SARS-CoV2 infection induces subcellular ultrastructure indicative of diminished beta cell function
Because primates infected with SARS-CoV2 are restricted to BSL3 restricted facilities and these subjects were all participants in other studies, we were not able to pursue in vivo beta cell function studies, such as glucose tolerance tests or hyperglycemic/euglycemic clamp studies, to measure how SARS-CoV2 may affect beta cell function. To maximize information we can discern from the tissues we have available, we examined beta cell ultrastructure to assess if the viral infection induced any ultrastructural markers of beta cell stress or dysfunction.

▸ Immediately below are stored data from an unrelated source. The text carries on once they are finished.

PR #260, opened 2017-05-18
Make mp-modal close lighter on hover

zachwe:
https://mixpanel.atlassian.net/browse/PA-1249


jayjo:
👍

zakj:
published as 0.75.3

PR #261, opened 2017-05-18
watch no longer builds styleguide

antialias:


package.json
```diff
@@ -8,7 +8,8 @@
     "build-examples": "npm run build && webpack --context examples --config examples/webpack.config.js",
     "build-test": "webpack --context test --config test/webpack.config.js",
     "deploy-design": "./deploy-design.sh",
-    "watch": "npm run build && concurrently 'node build.js -w' 'webpack --context examples --config examples/webpack.config.js -w'",
+    "watch-styleguide": "npm run build && concurrently 'node build.js -w' 'webpack --context examples --config examples/webpack.config.js -w'",
```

Close examination of beta cells during individual beta cell size measurement revealed that atrophied beta cells had a degranulated appearance. Degranulation has been proposed to be a driving cause of beta cell deficits in the context of metabolic stress (39, 40). To discern if atrophied beta cells from SARS-CoV2 inoculated pancreas were degranulated, we visualized granular density using super-resolution fluorescence microscopy. Insulin granules were evenly distributed and filled most of the beta cell cytoplasm in control tissues (Figure 3A–A”). In both acute and post-acute beta cells, insulin granules were concentrated in speckles and large areas of the cytoplasm were devoid of insulin granules (Figure 3A–A’, purple boxed insets and white arrows). We used ImageJ to determine the density of granules per square um of insulin area in an islet, then used our previous measurements of beta cell size (Figure 2) to estimate how many granules were present per beta cell. We measured a 66% decrease in insulin granularity between control and inoculated islets (n=10–20 islets per condition, p<0.001). Within the inoculated samples, there was no difference in granularity between the acute and post-acute time points.
Figure 3.
Beta cells from SARS-COV-2 subjects are significantly degranulated. (A) Immunohistochemical staining for insulin and glucagon of representative islets that were imaged using super-resolution microscopy. (A’) High-magnification images purple boxed areas in (A). White arrows highlight large areas in the cytoplasm with reduced insulin staining in pancreas from SCV-inoculated subjects. (B) Quantification of beta cell granulation revealed a greater than 60% decrease in granulation between control and acute/post-acute islets (n=10–20 islets per group from at least 3 different subjects. Each dot represents 1 islet. Two-way ANOVA with Turkey’s multiple comparisons, **** p<0.001)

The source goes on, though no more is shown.